De vuelta en la sala circular, Lia colocó las siete llaves en el cofre. Este se abrió con un haz de luz dorada que se extendió por todo el castillo. Los colores se volvieron más vivos, las melodías más alegres, y hasta las paredes suspiraron de felicidad. La sombra guardiana dijo:

— La magia del castillo vive en quienes creen. Ahora, también vive en ti.

Lia cruzó la puerta de cristal y regresó por el bosque, que ahora parecía más luminoso. En la cima de la colina, miró hacia el horizonte. La luz dorada brillaba más que nunca. Y ella lo supo: cuando lo necesitara, el Castillo de los Sueños volvería a abrir sus puertas.

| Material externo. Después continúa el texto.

PR #1621, opened 2025-09-12
Add modifications to support Offline ISO

ryanrhughes:
This brings a few features with it aside from just adding support for the ISO so I'll detail those out.

- Add support for offline installation via offline ISO
- Add a new installer look / feel for all 3 install methods
- Embed app icons in Omarchy instead of downloading (compatible with all 3 install methods)
- Add installation logs
- Add `omarchy-upload-log` utility
- Remove some of the multiple builds of initramfs during install
- Add the ability to switch to master if your branch has been deleted
- Add universal trap with useful options (used in ISO and installer)
- Add helpers for install (used in ISO and installer)
- Create a packages registry (used in ISO and installer)
- Install packages for BCM4360 on Apple devices
- Add pre-built lazyvim
- Add pre-built Ruby 3.4.5 + Rails 8.0.2.1

Details about what / why certain things are the way they are can be found in comments in the files changed here to hopefully streamline.

**This has been tested on:**
- ✅ Manual Install on Limine
- ✅ Manual Install on Systemd-boot
- ✅ Online ISO in VM
- ✅ Offline ISO in VM

Offline ISO has been tested and confirmed by many in Discord. This has only minor tweaks from the state of RC2.

- Online ISO: http://iso.omarchy.org/omarchy-online-iso-RC3.iso
- Offline ISO: http://iso.omarchy.org/omarchy-offline-iso-RC3.iso
- Manual Install: `curl -fsSL https://omarchy.org/install | OMARCHY_REF=offline-iso-installer OMARCHY_INSTALL_MODE=online bash`
   - The change to `boot.sh` isn't picked up via URL so we have to pass it in for now.

**ISO build command (from offline-iso branch):**
```
OMARCHY_INSTALLER_REF=offline-iso-installer OMARCHY_CONFIGURATOR_REF=update-styling ./bin/omarchy-iso-make
```


bin/omarchy-cmd-first-run
```diff
@@ -6,8 +6,8 @@ FIRST_RUN_MODE=~/.local/state/omarchy/first-run.mode
 
 if [[ -f "$FIRST_RUN_MODE" ]]; then
   rm -f "$FIRST_RUN_MODE"
-  $OMARCHY_PATH/install/first-run/battery-monitor.sh
-  $OMARCHY_PATH/install/first-run/firewall.sh
-  $OMARCHY_PATH/install/first-run/gnome-theme.sh
+  bash "$OMARCHY_PATH/install/first-run/battery-monitor.sh"
```
ryanrhughes, line 9: Moved away from running anything directly that shouldn't be. This is partially due to how mkarchiso works in that it requires us to match the +x on **every file** individually that needs it because of how they normalize files. 

There's really no reason for these to be directly executable anyway and calling via `bash "file.sh"` still spawns a subshell so we have no net negative here.

bin/omarchy-tui-install
```diff
@@ -20,13 +20,16 @@ fi
...
 ICON_DIR="$HOME/.local/share/applications/icons"
 DESKTOP_FILE="$HOME/.local/share/applications/$APP_NAME.desktop"
-ICON_PATH="$ICON_DIR/$APP_NAME.png"
 
-mkdir -p "$ICON_DIR"
-
-if ! curl -sL -o "$ICON_PATH" "$ICON_URL"; then
-  echo "Error: Failed to download icon."
-  return 1
+if [[ ! "$ICON_URL" =~ ^https?:// ]] && [ -f "$ICON_URL" ]; then
```
ryanrhughes, line 24: We use local file paths now for any apps that ship with Omarchy to make offline compatible.

bin/omarchy-update-available
```diff
@@ -1,5 +1,12 @@
 #!/bin/bash
 
+# See if the branch has been deleted
+current_branch=$(git -C "$OMARCHY_PATH" branch --show-current)
```
ryanrhughes: Added as a bit of a safety to allow users to pivot back to master easily if they were running off of a build branch that eventually gets removed.

bin/omarchy-upload-log
ryanrhughes, line 1: Log uploader that supports uploading install logs (default), as well as useful journalctl logs for diagnosis when users are having issues.

ryanrhughes, line 1: Log uploader that supports uploading install logs (default), as well as useful journalctl logs for diagnosis when users are having issues.

install.sh
```diff
@@ -1,60 +1,122 @@
...
-OMARCHY_INSTALL="$OMARCHY_PATH/install"
+export OMARCHY_PATH="$HOME/.local/share/omarchy"
+export OMARCHY_INSTALL="$OMARCHY_PATH/install"
+export LOG_FILE="/var/log/omarchy-install.log"
 export PATH="$OMARCHY_PATH/bin:$PATH"
 
+# Save original stdout and stderr for trap to use
+exec 3>&1 4>&2
+
+run_logged() {
```
ryanrhughes: This function allows us to run our scripts in a way that just logs a bit of telemetry for us to the logs, as well as all of their output. The log reader that displays on screen reads this output to display it back to the user.

install.sh
```diff
@@ -1,60 +1,122 @@
...
+    echo "[$(date '+%Y-%m-%d %H:%M:%S')] Failed: $script (exit code: $exit_code)" >>"$LOG_FILE"
+  fi
+
+  return $exit_code
+}
+
+#################################
+# Helpers
+#################################
+source $OMARCHY_INSTALL/helpers/ansi-codes.sh
```
ryanrhughes: Added a set of helpers that contain common / reused methods that we find ourselves using in the installer, ISO, and configurator so they're able to be universal and prevent multiple updates.

install.sh
```diff
@@ -1,60 +1,122 @@
...
+source $OMARCHY_INSTALL/helpers/trap-errors.sh
+source $OMARCHY_INSTALL/helpers/tail-log-output.sh
+
+#################################
+# ENV Setup + Precheck
+#################################
+source $OMARCHY_INSTALL/preflight/set-size-vars.sh
+source $OMARCHY_INSTALL/preflight/set-gum-styling.sh
+source $OMARCHY_INSTALL/preflight/ensure-gum-installed.sh
+source $OMARCHY_INSTALL/preflight/guard.sh # Need to be able to prompt
```
ryanrhughes: These get sourced because we need them to effectively be includes in the shell script and not run as a subshell or log. In the case of something like `guard.sh`, users can override so we have to be able to present that option.

install/config/detect-keyboard-layout.sh
ryanrhughes, line 1: If a grep fails, not in a conditional statement, it will trigger pipefail.

install/config/theme.sh
```diff
@@ -3,7 +3,6 @@
 # Set links for Nautilius action icons
 sudo ln -snf /usr/share/icons/Adwaita/symbolic/actions/go-previous-symbolic.svg /usr/share/icons/Yaru/scalable/actions/go-previous-symbolic.svg
 sudo ln -snf /usr/share/icons/Adwaita/symbolic/actions/go-next-symbolic.svg /usr/share/icons/Yaru/scalable/actions/go-next-symbolic.svg
-sudo gtk-update-icon-cache /usr/share/icons/Yaru
```
ryanrhughes, line 6: This doesn't like being ran in chroot

install/first-run/theme.sh
ryanrhughes, line 1: All of these result in a bunch of errors if ran in chroot so moved to first-run instead

install/helpers/ansi-codes.sh
ryanrhughes, line 1: Helpers to make code using ansi codes far more readable.

install/helpers/tail-log-output.sh
ryanrhughes, line 1: This is the function that does the work for the installer log output. It's a simple read, print, move cursor setup so it's dead simple. The pid for the job is set  so it can be killed via `cleanup` or `stop_log_output`.

install/helpers/trap-errors.sh
ryanrhughes, line 1: This is a universal trap used in the installer, as well as the ISO during the archinstall process.

install/login/limine-snapper.sh
```diff
@@ -5,10 +5,25 @@ if command -v limine &>/dev/null; then
 HOOKS=(base udev plymouth keyboard autodetect microcode modconf kms keymap consolefont block encrypt filesystems fsck btrfs-overlayfs)
 EOF
 
-  [[ -f /boot/EFI/limine/limine.conf ]] && EFI=true
+  [[ -f /boot/EFI/limine/limine.conf ]] || [[ -f /boot/EFI/BOOT/limine.conf ]] && EFI=true
```
ryanrhughes, line 6: Fixes an issue where Limine would be missing the cmdline in the config if you installed to USB drive

install/omarchy-base.packages
ryanrhughes, line 1: For the offline ISO in particular, we need a list of packages to build the repo that gets embedded. Previously, this was a separate list in the ISO repo itself but given how close this already is, that doesn't make any sense to me. It makes a lot more sense that we should maintain `omarchy-base.packages` and `omarchy-other.packages` here so that as we merge anything that may install a new package, we can easily add it to the appropriate manifest list and the next ISO build will pick it up automatically.

`omarchy-base.packages` represents the packages that are installed all at the same time in `install/packages.sh` whereas `omarchy-other.packages` are the ones that could be installed later or are conditional in nature.

install/packaging/lazyvim.sh
```diff
@@ -1,8 +1,5 @@
 #!/bin/bash
 
 if [[ ! -d "$HOME/.config/nvim" ]]; then
-  git clone https://github.com/LazyVim/starter ~/.config/nvim
-  cp -R ~/.local/share/omarchy/config/nvim/* ~/.config/nvim/
-  rm -rf ~/.config/nvim/.git
-  echo "vim.opt.relativenumber = false" >>~/.config/nvim/lua/config/options.lua
```
ryanrhughes, line 7: This is handled in our lazyvim repo now

install/post-install/pacman.sh
ryanrhughes, line 1: Set the pacman.conf after install, regardless of what method we took to get here so that everyone ends in the same config.

install/post-install/stop-logs.sh
ryanrhughes, line 1: Stops logs and prints out the telemetry we show on the final screen by just pulling it out of the log. This makes it live after reboot and universal to install methods.

install/preflight/disable-mkinitcpio.sh
ryanrhughes, line 1: Prevent at least some of the unnecessary rebuilds

install/preflight/ensure-gum-installed.sh
ryanrhughes, line 1: No gum, no go. 😎

install/preflight/set-gum-styling.sh
ryanrhughes, line 1: Common gum styling preflight utility to make them all look the same and prevent having to repeat these options in every instance.

bin/omarchy-update-available
dhh: When would they ever be running off a branch that got deleted? This seems like something that's only going to happen to us as we test things. I'd probably rather just have us deal with it directly, then. So we don't have to carry extra guards in the main code.

bin/omarchy-update-git
```diff
@@ -1,5 +1,19 @@
...
+if ! git -C "$OMARCHY_PATH" ls-remote --heads origin "$current_branch" | grep -q .; then
+  echo -e "\e[33mWarning: Branch '$current_branch' no longer exists at origin.\e[0m"
+
+  if gum confirm "Would you like to switch to the main branch (master) before updating?"; then
+    git -C "$OMARCHY_PATH" checkout master
+    echo "Switched to master branch"
+  else
+    echo "Continuing with current branch configuration"
+  fi
+fi
```
dhh: Same with this. I think this is too defensive.

bin/omarchy-update-available
ryanrhughes: The current scenario is this scenario where the offline ISO RC is built from the `offline-iso-installer` branch. We can't cut to `master` right after install in case there are utilities or things that are expected to exist in the test.

Thought was that this gives a path back but I'm also aligned that maybe it's just better to have a more direct utility to handle that scenario if someone installed an RC of some branch and doesn't want to reinstall.

Maybe like an `omarchy-change-branch` utility that allows you to pick from origin branches or something.

install.sh
```diff
@@ -1,60 +1,122 @@
 #!/bin/bash
 
 # Exit immediately if a command exits with a non-zero status
-set -eE
+set -eEo pipefail
```
dhh, line 4: I had some errors that were caused, falsely, by o and pipefail. But I take you've tested that there's nothing?

install.sh
```diff
@@ -1,60 +1,122 @@
...
+#################################
+source $OMARCHY_INSTALL/helpers/ansi-codes.sh
+source $OMARCHY_INSTALL/helpers/chroot.sh
+source $OMARCHY_INSTALL/helpers/logo.sh
+source $OMARCHY_INSTALL/helpers/trap-errors.sh
+source $OMARCHY_INSTALL/helpers/tail-log-output.sh
+
+#################################
+# ENV Setup + Precheck
+#################################
```
dhh: I prefer the shorter commenting style without the banner surround. Don't think it's necessary.

install.sh
```diff
@@ -1,60 +1,122 @@
...
 
 # Exit immediately if a command exits with a non-zero status
-set -eE
+set -eEo pipefail
 
-OMARCHY_PATH="$HOME/.local/share/omarchy"
-OMARCHY_INSTALL="$OMARCHY_PATH/install"
+export OMARCHY_PATH="$HOME/.local/share/omarchy"
+export OMARCHY_INSTALL="$OMARCHY_PATH/install"
+export LOG_FILE="/var/log/omarchy-install.log"
```
dhh: Should scope this as `OMARCHY_INSTALL_LOG_FILE`  to match the others.

install.sh
dhh: Let's extract this into a helper like the rest. I would just call it `log()`.

dhh: Actually maybe just match it with the others: `logged_source`.

install/config/detect-keyboard-layout.sh
```diff
@@ -4,13 +4,12 @@
...
-
-if [[ -n "$layout" ]]; then
+if grep -q '^XKBLAYOUT=' "$conf"; then
+  layout=$(grep '^XKBLAYOUT=' "$conf" | cut -d= -f2 | tr -d '"')
   sed -i "/^[[:space:]]*kb_options *=/i\  kb_layout = $layout" "$hyprconf"
 fi
 
-if [[ -n "$variant" ]]; then
+if grep -q '^XKBVARIANT=' "$conf"; then
+  variant=$(grep '^XKBVARIANT=' "$conf" | cut -d= -f2 | tr -d '"')
```
dhh, line 11: What are these changes for?

install/config/hardware/fix-apple-bcm4360.sh
```diff
@@ -0,0 +1,10 @@
+#!/bin/bash
+
+# Look for BCM4360 802.11ac chipset on Apple
+echo "Checking for Apple BCM4360 wireless chipset..."
```
dhh: Would cut this.

install/config/hardware/fix-apple-bcm4360.sh
```diff
@@ -0,0 +1,10 @@
...
+if lspci -nnv | grep -A2 "14e4:43a0" | grep -q "106b:"; then
+  echo "Apple BCM4360 detected, installing broadcom-wl driver..."
+  sudo pacman -S --noconfirm --needed broadcom-wl dkms linux-headers
+else
+  echo "Apple BCM4360 not detected, skipping driver installation"
```
dhh: Don't think we need the negative here either.

install/config/hardware/fix-apple-bcm4360.sh
```diff
@@ -0,0 +1,10 @@
+#!/bin/bash
+
+# Look for BCM4360 802.11ac chipset on Apple
+echo "Checking for Apple BCM4360 wireless chipset..."
+if lspci -nnv | grep -A2 "14e4:43a0" | grep -q "106b:"; then
+  echo "Apple BCM4360 detected, installing broadcom-wl driver..."
```
dhh: I think just "Apple BCM4360 detected" is necessary here. The pacman command is already going to output the driver install.

install/config/hardware/nvidia.sh
```diff
@@ -30,9 +30,12 @@ if [ -n "$(lspci | grep -i 'nvidia')" ]; then
     KERNEL_HEADERS="linux-hardened-headers"
   fi
 
-  # Enable multilib repository for 32-bit libraries
-  if ! grep -q "^\[multilib\]" /etc/pacman.conf; then
-    sudo sed -i '/^#\s*\[multilib\]/,/^#\s*Include/ s/^#\s*//' /etc/pacman.conf
+  # Don't do this for offline installs
+  if [ "${OMARCHY_INSTALL_MODE:-offline}" = "online" ]; then
```
dhh: Could we just add the multilib for all? As we talked about, it doesn't really matter to have it there, even if you aren't using it yet.

install/config/detect-keyboard-layout.sh
ryanrhughes: Strange..apparently my comment didn't post on this one. 

A grep not in a conditional that gets piped to something else without a proper fallback or something can actually trigger an error since it exits 1. This wraps them up in an if condition instead of trying to set them straight to a variable to prevent this error from happening.

install/config/mise-ruby.sh
```diff
@@ -5,3 +5,27 @@ mise settings set ruby.ruby_build_opts "CC=gcc-14 CXX=g++-14"
 
 # Trust .ruby-version
 mise settings add idiomatic_version_file_enable_tools ruby
+
+# Check if architecture is x86_64
+if [ "$(uname -m)" != "x86_64" ]; then
```
dhh: Usually prefer to make it a positive conditional. So instead of an early exit, just wrap the work that should be done on x86 in the conditional.

install.sh
ryanrhughes: I went with run_logged to distinguish that these will be executed in a subshell and not actually sourced. Are we OK losing that distinction?

ryanrhughes: It would technically be viable that we could have `logged_source` and `logged_run` that execute logged actions via `source` vs `bash` (subshell)

install/config/theme.sh
dhh: We can move it to first-run.

dhh: Ah, you did.

install/first-run/theme.sh
```diff
@@ -0,0 +1,8 @@
+#!/bin/bash
```
dhh: Already have this file on dev as gnome-theme.sh

install/helpers/ansi-codes.sh
```diff
@@ -0,0 +1,33 @@
...
+ANSI_CYAN="\033[36m"
+
+# Functions for backwards compatibility and dynamic values
+ansi_save_cursor() { printf "${ANSI_SAVE_CURSOR}"; }
+ansi_restore_cursor() { printf "${ANSI_RESTORE_CURSOR}"; }
+ansi_clear_line() { printf "${ANSI_CLEAR_LINE}"; }
+ansi_clear_below() { printf "${ANSI_CLEAR_BELOW}"; }
+ansi_move_up() { printf "\033[${1}A"; }
+ansi_move_down() { printf "\033[${1}B"; }
+ansi_move_to_column() { printf "\033[${1}G"; }
```
dhh: None of these moves are currently used anywhere.

install.sh
ryanrhughes: Gone

install/helpers/ansi-codes.sh
```diff
@@ -0,0 +1,33 @@
...
+ANSI_RESTORE_CURSOR="\033[u"
+ANSI_CLEAR_LINE="\033[2K"
+ANSI_CLEAR_BELOW="\033[J"
+ANSI_HIDE_CURSOR="\033[?25l"
+ANSI_SHOW_CURSOR="\033[?25h"
+ANSI_CLEAR_SCREEN="\033[H\033[2J"
+ANSI_RESET="\033[0m"
+
+# ANSI color codes
+ANSI_GRAY="\033[90m"
```
dhh: Only the ANSI_GRAY is used and only in one spot. Not sure worth defining?

install/helpers/logo.sh
```diff
@@ -0,0 +1,7 @@
+clear_logo() {
+  ansi_clear_screen
```
dhh: This function is also only used here. I'd inline to reduce coupling.

install/helpers/tail-log-output.sh
```diff
@@ -0,0 +1,48 @@
+#!/bin/bash
+
+start_log_output() {
+  ansi_save_cursor
+
+  ansi_hide_cursor
```
dhh: These two ansi functions are also only used here. I say we put them here as well then.

install.sh
ryanrhughes: I found that without -o and pipefail, the installer would actually allow some errors to continue and not be trapped. I was able to recreate a number of these silent errors, especially if anything spawned a subshell of any kind. This makes it much more sensitive and stops if there's any unhandled error anywhere in the chain.

install/helpers/trap-errors.sh
```diff
@@ -0,0 +1,155 @@
...
+▀ ▀   ▀ █ ▀▄  ▀▀█▀▀▀█▄▀  
+█▀▀▀▀▀█ ▀█  ▄▀▀ █ ▀ █▄▀██
+█ ███ █ █▀▄▄▀ █▀███▀█▄██▄
+█ ▀▀▀ █ ██  ▀ █▄█ ▄▄▄█▀ █
+▀▀▀▀▀▀▀ ▀ ▀ ▀▀▀  ▀ ▀▀▀▀▀▀'
+
+# Cleanup function - always stop monitoring and restore cursor
+cleanup() {
+  stop_log_output
+  ansi_show_cursor
```
dhh: Only used here also.

install/helpers/trap-errors.sh
```diff
@@ -0,0 +1,155 @@
...
+# Track if we're already handling an error to prevent double-trapping
+ERROR_HANDLING=false
+
+# Error handler
+catch_errors() {
+  # Store exit code immediately before it gets overwritten
+  local exit_code=$?
+
+  # Prevent recursive error handling
+  if [ "$ERROR_HANDLING" = "true" ]; then
```
dhh: Should be the first guard here if we're going to do that.

install/helpers/trap-errors.sh
```diff
@@ -0,0 +1,155 @@
...
+
+  if [ "$error_type" = "interrupted" ]; then
+    gum style --foreground 1 --padding "1 0 1 $PADDING_LEFT" "Omarchy installation interrupted!"
+  else
+    gum style --foreground 1 --padding "1 0 1 $PADDING_LEFT" "Omarchy installation failed!"
+  fi
+
+  LOG_LINES=$(($TERM_HEIGHT - $LOGO_HEIGHT - 35))
+
+  # Show the last lines of the log to help debug
```
dhh: Whenever we have an explaining comment like this, it usually makes sense to extract an explaining function.

install/helpers/trap-errors.sh
```diff
@@ -0,0 +1,155 @@
...
+        truncated_line="$line"
+      fi
+      gum style "$truncated_line"
+    done
+    echo
+  fi
+
+  gum style "This command halted with exit code $exit_code:"
+
+  # Show the failed script if available, otherwise show the command
```
dhh: Here too.

install/packages.sh
```diff
@@ -1,130 +1,17 @@
...
-  yay \
-  zoxide
+# Read packages from the unified package list file
+PACKAGE_LIST="$OMARCHY_INSTALL/omarchy-base.packages"
+
+# Check if package list exists
+if [ ! -f "$PACKAGE_LIST" ]; then
+  echo "Error: Package list not found at $PACKAGE_LIST"
+  exit 1
+fi
```
dhh: Too defensive. We put the list there. It'll be there. (Or stuff afterwards will blow up anyway)./

install/packages.sh
```diff
@@ -1,130 +1,17 @@
...
+
+# Read packages from file (skip comments and empty lines)
+mapfile -t packages < <(grep -v '^#' "$PACKAGE_LIST" | grep -v '^$')
+
+# Install all packages
+sudo pacman -S --noconfirm --needed "${packages[@]}"
+
```
dhh: :scissors:

install/preflight/ensure-gum-installed.sh
```diff
@@ -0,0 +1,5 @@
+# Ensure gum is installed before we use it
```
dhh: On dev we have this in trap-errors.sh.

install/preflight/set-gum-styling.sh
```diff
@@ -0,0 +1,13 @@
+# Tokyo Night theme for gum confirm
```
dhh: Would just turn this into preflight/gum.sh and then do the install needed here too. So you have package and coloring together.

install/reboot.sh
```diff
@@ -1,14 +1,39 @@
...
-echo "You're done! So we're ready to reboot now..." | tte --frame-rate 640 wipe
+echo
+echo "You're done!" | tte --canvas-width 0 --anchor-text c --frame-rate 640 wipe
+
+# Display installation stats if available
+if [ -f "$LOG_FILE" ] && grep -q "Installation Time Summary" "$LOG_FILE" 2>/dev/null; then
+  echo
+  echo
+  # Build the complete stats block and pass to tte all at once
+  STATS=$(tail -n 20 "$LOG_FILE" | sed -n '/=== Installation Time Summary ===/,/^===/p' | grep -E "^(Archinstall|Omarchy|Total):")
```
dhh: Let's just reduce this to a single number.

install/config/hardware/nvidia.sh
ryanrhughes: I think so. Interestingly enough, this is how the ISO has been running the whole time I've been working on it effectively so no negatives noted.

install/preflight/set-gum-styling.sh
ryanrhughes: Like this. Don't know why I didn't think of that.

install.sh
dhh: Ahh, yes, I see. It's in the subshell. Fine as-is for now.

ryanrhughes: Pulled it out to a helper so we have that now.

ryanrhughes:
@mrlarsendk I think I'd just add it to install/config/hardware/fix-apple-bcm4360.sh with the proper conditions and we can rename that to fix-apple-bcm.sh or something that covers both.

Antes de marcharse, la escalera parlante le dijo:

— El Castillo de los Sueños siempre estará aquí, pero solo para aquellos que nunca dejan de creer.

Lia regresó al pueblo con el corazón lleno de alegría. No le contó a nadie dónde había estado, pero todas las noches, al mirar hacia el horizonte, veía la luz dorada y sonreía. Sabía que, cuando necesitara magia, solo bastaba creer.